FCC may limit prison phone call costs

Telephone companies are often granted virtual monopolies in exchange for paying high fees to the prisons they serve. The fees can drive the cost of a 15-minute phone call to more than $17. (Justin Sullivan, Getty Images)

When Alicia and Eric's son was arrested nearly 2,000 miles from their Southern California home, they sat by the phone, waiting to hear from him. It finally rang, and soon became their lifeline; it was how they learned he was fine and how they received updates about lawyers and court dates.

Then came the bill. In two weeks, they had racked up more than $200 in long-distance phone calls from their son's Illinois jail, paying about $1 a minute to talk to him. They were charged an additional $3 each time they added funds to their calling account with Securus Technologies, which had an exclusive contract for inmate phones at the facility.

"We felt like they were preying on loved ones' emotions," said Alicia, who asked that the family's last name not be used to protect their privacy. "But we had no other choice."

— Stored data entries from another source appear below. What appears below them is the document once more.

PR #233, opened 2016-07-05
add toolchain-opts to documentation script

Caylo:


docs/scripts/update-all-docs.sh
```diff
@@ -111,3 +111,9 @@ echo ".. _list_toolchains:" > $VERSION_SPECIFIC_DIR/toolchains.rst
 echo "*(see also* \`\`eb --list-toolchains\`\` *)*" >> $VERSION_SPECIFIC_DIR/toolchains.rst
 echo >> $VERSION_SPECIFIC_DIR/toolchains.rst
 eb --list-toolchains --output-format rst >> $VERSION_SPECIFIC_DIR/toolchains.rst
+
+#  available toolchain options
+echo ".. _avail_toolchain_opts:" > $VERSION_SPECIFIC_DIR/toolchain_opts.rst
+echo "*(see also* \`\`eb --avail-toolchain-opts <tcname>\`\` *)*" >> $VERSION_SPECIFIC_DIR/toolchain_opts.rst
+echo >> $VERSION_SPECIFIC_DIR/toolchain_opts.rst
+eb --avail-toolchain-opts intel --output-format rst >> $VERSION_SPECIFIC_DIR/toolchain_opts.rst
```
boegel: on 2nd thought, we should probably generate the available toolchain options for *each* of the supported toolchains here, with proper subsections, etc?

docs/scripts/update-all-docs.sh
```diff
@@ -111,3 +111,15 @@ echo ".. _list_toolchains:" > $VERSION_SPECIFIC_DIR/toolchains.rst
...
 eb --list-toolchains --output-format rst >> $VERSION_SPECIFIC_DIR/toolchains.rst
+
+#  available toolchain options
+echo ".. _avail_toolchain_opts:" > $VERSION_SPECIFIC_DIR/toolchain_opts.rst
+echo "*(see also* \`\`eb --avail-toolchain-opts <tcname>\`\` *)*" >> $VERSION_SPECIFIC_DIR/toolchain_opts.rst
+echo >> $VERSION_SPECIFIC_DIR/toolchain_opts.rst
+IFS=$'\n'
+for i in `eb --list-toolchains | sed 1d`
+do
+    tc=`echo $i | cut -d ':' -f1 | sed 's/[ \t]//g'`
```
boegel: seems like like this needs `sed 's/[ \t]*//g'` ?

```
ERROR: Failed to parse configuration options: "Couldn't find toolchain: '\tClangGCC'. To see available toolchains, use --list-toolchains"
```

docs/scripts/update-all-docs.sh
```diff
@@ -111,3 +111,15 @@ echo ".. _list_toolchains:" > $VERSION_SPECIFIC_DIR/toolchains.rst
...
+
+#  available toolchain options
+echo ".. _avail_toolchain_opts:" > $VERSION_SPECIFIC_DIR/toolchain_opts.rst
+echo "*(see also* \`\`eb --avail-toolchain-opts <tcname>\`\` *)*" >> $VERSION_SPECIFIC_DIR/toolchain_opts.rst
+echo >> $VERSION_SPECIFIC_DIR/toolchain_opts.rst
+IFS=$'\n'
+for i in `eb --list-toolchains | sed 1d`
+do
+    tc=`echo $i | cut -d ':' -f1`
+    eb --avail-toolchain-opts ${tc//[[:blank:]]/} --output-format rst >> $VERSION_SPECIFIC_DIR/toolchain_opts.rst
```
boegel: ok, this works now (cfr. http://boegel-eb.readthedocs.io/en/test/version-specific/toolchain_opts.html), but two requests:

* sort toolchains alphabtically
* can we add quicklinks for each of the toolchains on the top of the page? that'll involve inserting labels for each toolchain...

docs/scripts/update-all-docs.sh
```diff
@@ -111,3 +111,27 @@ echo ".. _list_toolchains:" > $VERSION_SPECIFIC_DIR/toolchains.rst
...
+echo ".. _avail_toolchain_opts:" > $VERSION_SPECIFIC_DIR/toolchain_opts.rst
+echo >> $VERSION_SPECIFIC_DIR/toolchain_opts.rst
+echo "*(see also* \`\`eb --avail-toolchain-opts <tcname>\`\` *)*" >> $VERSION_SPECIFIC_DIR/toolchain_opts.rst
+echo >> $VERSION_SPECIFIC_DIR/toolchain_opts.rst
+IFS=$'\n'
+
+for i in `eb --list-toolchains | sed 1d | sort`
+do
+    tc=`echo $i | cut -d ':' -f1`
+    echo "- ${tc//[[:blank:]]/}_" >> $VERSION_SPECIFIC_DIR/toolchain_opts.rst
```
boegel: I wouldn't make this a list, since this leads to a very long line on top of the page, cfr. http://boegel-eb.readthedocs.io/en/test/version-specific/toolchain_opts.html

I'd make this a single line instead, like we do on http://boegel-eb.readthedocs.io/en/test/version-specific/generic_easyblocks.html

docs/scripts/update-all-docs.sh
```diff
@@ -111,3 +111,27 @@ echo ".. _list_toolchains:" > $VERSION_SPECIFIC_DIR/toolchains.rst
...
+done
+
+
+for i in `eb --list-toolchains | sed 1d | sort`
```
boegel: try to run this only once (but it's not a big issue)

boegel:
@Caylo: `ccache` only supports C/C++, not Fortran, but there are alternatives available, for example http://people.irisa.fr/Edouard.Canot/f90cache

So, `--use-ccache` should probably be renamed to `--use-compiler-cache`, and for Fortran90 we should use `f90cache` instead.

Do note that it works differently: rather than simply symlinking the original compiler commands, you need to prefix them, so you'll need to create a wrapper script that does this...

boegel:
@Caylo just ran into this while playing around with this WIP branch, please fix? :)

```
ERROR: Traceback (most recent call last):
  File "/data/EasyBuild/easybuild-framework/easybuild/main.py", line 114, in build_and_install_software
    (ec_res['success'], app_log, err) = build_and_install_one(ec, init_env)
  File "/home/kehoste/EasyBuild/easybuild-framework/easybuild/framework/easyblock.py", line 2363, in build_and_install_one
    result = app.run_all_steps(run_test_cases=run_test_cases)
  File "/home/kehoste/EasyBuild/easybuild-framework/easybuild/framework/easyblock.py", line 2279, in run_all_steps
    self.run_step(step_name, step_methods)
  File "/home/kehoste/EasyBuild/easybuild-framework/easybuild/framework/easyblock.py", line 2158, in run_step
    step_method(self)()
  File "/home/kehoste/EasyBuild/easybuild-framework/easybuild/framework/easyblock.py", line 1554, in prepare_step
    self.toolchain.prepare(self.cfg['onlytcmod'], silent=self.silent)
  File "/home/kehoste/EasyBuild/easybuild-framework/easybuild/tools/toolchain/toolchain.py", line 647, in prepare
    self.symlink_compilers(ccache)
  File "/home/kehoste/EasyBuild/easybuild-framework/easybuild/tools/toolchain/toolchain.py", line 602, in symlink_compilers
    os.symlink(path, os.path.join(tmpdir, comp))
OSError: [Errno 17] File exists
```

boegel:
Oh, crap, wong PR... >_<

docs/scripts/update-all-docs.sh
```diff
@@ -111,3 +111,36 @@ echo ".. _list_toolchains:" > $VERSION_SPECIFIC_DIR/toolchains.rst
...
+    echo "${tc//[[:blank:]]/}" >> temp_tc
+done
+
+echo -n `cat temp_tc | sed -n 1p`"_" >> $VERSION_SPECIFIC_DIR/toolchain_opts.rst
+
+cat temp_tc | sed 1d | while read line
+do
+    echo -n " - ""$line""_" >> $VERSION_SPECIFIC_DIR/toolchain_opts.rst
+done
+
```
boegel: @Caylo you need to emit an empty line here with `echo` (without arguments, otherwise you break the first anchor, cfr. http://boegel-eb.readthedocs.io/en/test/version-specific/toolchain_opts.html

docs/scripts/update-all-docs.sh
```diff
@@ -111,3 +111,36 @@ echo ".. _list_toolchains:" > $VERSION_SPECIFIC_DIR/toolchains.rst
...
+
+cat temp_tc | sed 1d | while read line
```
boegel: the `sed 1d` should be dropped here?

docs/scripts/update-all-docs.sh
```diff
@@ -111,3 +111,36 @@ echo ".. _list_toolchains:" > $VERSION_SPECIFIC_DIR/toolchains.rst
 echo "*(see also* \`\`eb --list-toolchains\`\` *)*" >> $VERSION_SPECIFIC_DIR/toolchains.rst
 echo >> $VERSION_SPECIFIC_DIR/toolchains.rst
 eb --list-toolchains --output-format rst >> $VERSION_SPECIFIC_DIR/toolchains.rst
+
+#  available toolchain options
+echo ".. _avail_toolchain_opts:" > $VERSION_SPECIFIC_DIR/toolchain_opts.rst
+echo >> $VERSION_SPECIFIC_DIR/toolchain_opts.rst
```
boegel: please also add a page title above the toc, `Available toolchain options (by toolchain)`

boegel:
Looking great now, thanks @Caylo!

PR #242, opened 2016-08-02
add API to index page

Caylo:
result http://caylo-easybuild.readthedocs.io/en/api-link/#api


docs/index.rst
```diff
@@ -78,6 +78,16 @@ Other topics
     Deprecated-functionality
     Removed-functionality
 
+API
+===
```
boegel: @Caylo no need for a separate section, just include in section above?

boegel:
Thanks @Caylo!

PR #257, opened 2016-10-10
add page & refs for EasyBuild demos

boegel:
see http://boegel-eb.readthedocs.io/en/asciinema/demos/


fgeorgatos:
lgtm. fun to see the demos, too.

Somewhere on the first demo I noticed: `version it if it` typo likely...

boegel:
@fgeorgatos nice catch!

The script to generate the demo via a patched `asciinema` are now hosted in https://github.com/boegel/eb-asciinema, but I should probably move them here to keep things together...

I'll look into fixing the typo, thanks for the feedback!

boegel:
Thanks for the feedback @fgeorgatos and @rjeschmi!

PR #266, opened 2016-10-24
fix broken ref + clarify compiler flags used for --optarch=GENERIC

boegel:


boegel:
Thanks for pointing this out @geimer!

PR #288, opened 2016-12-12
conda/anaconda docs

jerowe:
Added in a few docs for anaconda and conda.

Thoughts? Opinions?

### DIFF
--- a/docs/Anaconda_easyblocks.rst
+++ b/docs/Anaconda_easyblocks.rst
@@ -1,0 +1,82 @@
+.. _anaconda:
+
+Anaconda
+=========
+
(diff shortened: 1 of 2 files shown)


jerowe:
@boegel , what do you think about these docs?

boegel:
@jerowe the info in `Conda.rst` is basically what I would like to see documented; I'm not sure if we should also add specific documentation on installing Anaconda with EasyBuild, especially not on a separate page, since it's not different from installing anything else with EasyBuild...

jerowe:
oooo I just noticed this was still open. What should I change? Just keep the `Conda.rst` ?

boegel:
@jerowe Yes, I think that's sufficient.

PR #289, opened 2016-12-18
document need to download source tarballs for vsc-install & vsc-base from PyPI

boegel:
preview at http://boegel-eb.readthedocs.io/en/docs_offline_install/Installation.html#offline-bootstrapping-using-supplied-source-tarballs


boegel:
Nice catch, thanks for the suggestion @arif-ali! Done in acdfa72.

PR #294, opened 2017-01-27
Optarch documentation updated

damianam:


docs/Controlling_compiler_optimization_flags.rst
```diff
@@ -132,3 +132,36 @@ Currently, using ``--optarch=GENERIC`` will result in the following target archi
...
+
+The syntax is ``--optarch=Intel:xHost;GCC:-march=native``. As in the simple cases, EasyBuild adds one ``-`` to the flags
+specified, so the flags passed to the compilers in this case are ``-xHost`` and ``--march=native``, respectively.
+
+Additionally, ``GENERIC`` is also supported on a compiler basis, allowing to specify a generic compilation for the desired
+compilers. This is an example of this usage: ``--optarch=Intel:xHost;GCC:GENERIC``. Of course, this is supported just for
+compiler toolchains that recognize ``GENERIC``.
+
+The options for each compiler are set independently. That means that if the GCC toolchain is used, but the only compiler
+specified is Intel (for example with ``--optarch=Intel:xCORE-AVX2``), then the GCC toolchain will ignore that option and
```
boegel: format `Intel` as code?

docs/Controlling_compiler_optimization_flags.rst
```diff
@@ -132,3 +132,36 @@ Currently, using ``--optarch=GENERIC`` will result in the following target archi
...
+behave as ``--optarch`` was never specified.
```
boegel: `s/never/not/`

docs/Controlling_compiler_optimization_flags.rst
```diff
@@ -132,3 +132,36 @@ Currently, using ``--optarch=GENERIC`` will result in the following target archi
...
+
+The compiler name is determined by the ``COMPILER_FAMILY`` constant in the compiler class. At the moment, these are the
+supported names:
+
+* ``GCC``
+* ``Intel``
+* ``PGI``
+* ``Clang``
+* ``IBMXL``
+* ``DUMMY``
```
boegel: I wouldn't mention `DUMMY`, since specifying flags for a `dummy` toolchain doesn't make any sense (they'll never be used)

Also, I think it's actually `ClangGCC` rather than `Clang` (`easybuild/toolchains/compiler/clang.py` doesn't define `COMPILER_FAMILY`).

Which clearly shows we need an option in `eb` to dump the known compiler names, and then mention here that `GCC`, `Intel`, etc. are examples of compiler names and that you can get a full updated list using `eb --avail-compiler-names` (so this documentation doesn't get outdated)

damianam: I partly disagree with the need for a new option. I see your point but finding the compiler family names is trivial (and they are pretty much what you would expect anyway). We can add another option to EasyBuild, but I am afraid that adding trivial options will just add noise to the already extensive list of options that EasyBuild has. `--avail-compiler-names` will be handy for a reduced amount of people, but all of us take a look at the output of `--help` once in a while. Polluting the output that we all read might not be a great idea.

And clang has now a `COMPILER_FAMILY`, called `Clang` :-P

docs/Controlling_compiler_optimization_flags.rst
```diff
@@ -132,3 +132,38 @@ Currently, using ``--optarch=GENERIC`` will result in the following target archi
...
+Setting architecture flags for different compilers via ``--optarch=<compiler:flags>;<compiler:flags>``
+~~~~~~~~~~~~~~~~~~~~~~~~~~~~~~~~~~~~~~~~~~~~~~~~~~~~~~~~~~~~~~~~~~~~~~~~~~~~~~~~~~~~~~~~~~~~~~~~~~~~~~
+
+Starting with version 3.1.0, EasyBuild supports specifying architecture flags on a per-compiler basis. This enables to
+"set and forget" the ``--optarch`` option for your compilers of interest, as opposed to change it depending on the
+compiler used on the packages to be installed.
+
+The syntax is ``<compiler:flags>;<compiler:flags>``, where ``:`` separates the compiler name from the compiler flags,
+and ``;`` separates different compilers. This is an example for the Intel and GCC compilers:
+``--optarch=Intel:xHost;GCC:'march=x86-64 -mtune=generic'``. As in the simple cases, EasyBuild adds one ``-`` to the
```
boegel: only using quotes for `GCC` screws things up, try `eb --optarch=Intel:xHost;GCC:'march=x86-64 -mtune=generic' --show-config`; you should use this instead:

```
``--optarch='Intel:xHost;GCC:march=x86-64 -mtune=generic'``
```

docs/Controlling_compiler_optimization_flags.rst
```diff
@@ -132,3 +132,38 @@ Currently, using ``--optarch=GENERIC`` will result in the following target archi
...
+flags specified, so the flags passed to the Intel and GCC compilers in this case are ``-xHost`` and
+``-march=x86-64 -mtune=generic``. Please note the quotes to escape the space in the GCC flags.
+
+Additionally, ``GENERIC`` is also supported on a compiler basis, allowing to specify a generic compilation for the
+desired compilers. This is an example of this usage: ``--optarch=Intel:xHost;GCC:GENERIC``. Of course, this is
+supported just for compiler toolchains that recognize ``GENERIC``.
+
+The options for each compiler are set independently. That means that if the GCC-based toolchain is used, but the only
```
boegel: *a* GCC-based toolchain, there are multiple

docs/Controlling_compiler_optimization_flags.rst
```diff
@@ -132,3 +132,38 @@ Currently, using ``--optarch=GENERIC`` will result in the following target archi
...
+compiler specified is ``Intel`` (for example with ``--optarch=Intel:xCORE-AVX2``), then the GCC toolchain will ignore
```
boegel: `, then EasyBuild will behaveas if ``--optarch`` was not specified for this toolchain.`

docs/Controlling_compiler_optimization_flags.rst
```diff
@@ -132,3 +132,38 @@ Currently, using ``--optarch=GENERIC`` will result in the following target archi
...
+that option and behave as ``--optarch`` was not specified.
+
+The compiler name is determined by the ``COMPILER_FAMILY`` constant in the compiler class. At the moment, these are the
+supported names:
+
+* ``GCC``
+* ``Intel``
+* ``PGI``
+* ``Clang``
+* ``IBMXL``
```
boegel: `ClangGCC` and `xlcxlf` are also valid compilers right now (cfr. the respective toolchains where `COMPILER_FAMILY` is being (re)defined.

As soon as we add support for a new compiler (e.g. Open64 or so), this documentation will get outdated, so I'd reword this to:

```
The compiler name corresponds to the value of the ``COMPILER_FAMILY`` constant of the toolchain.
Two common examples are ``GCC`` and ``Intel``.
```

docs/Controlling_compiler_optimization_flags.rst
damianam: You are right. I tried with ``--optarch=GCC:'mach=x86-64 -mtune=generic'``, and it worked, but as soon as I added another compiler, it didn't. Good catch.

boegel:
Thanks for looking into this @damianam!

PR #306, opened 2017-02-13
Fix typo

koallen:
There is a typo in the page `Installation Alternative`, `$HOM` should be `$HOME`


boegel:
Thanks for the typo fix @koallen!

It's a problem facing many families of prison inmates, who are captive to telephone companies that are often granted virtual monopolies in exchange for paying high fees to the facilities they serve. The fees, often called commissions, can drive the cost of a 15-minute phone call to higher than $17, more than 10 times the average per-minute rate for typical long-distance consumer plans.

Now, after a decade of petitions from prison rights advocates and families of inmates to rein in the costs, the Federal Communications Commission seems poised to act. The agency is holding a public hearing Friday to consider rate caps and other rule changes.

"For too long, the high cost of long-distance calls from prisoners to their loved ones … has chronically impacted parents and children," FCC acting Chairwoman Mignon Clyburn said in a statement. "Multiple studies have shown that meaningful contact beyond prison walls can make a real difference in maintaining community ties, promoting rehabilitation and reducing recidivism."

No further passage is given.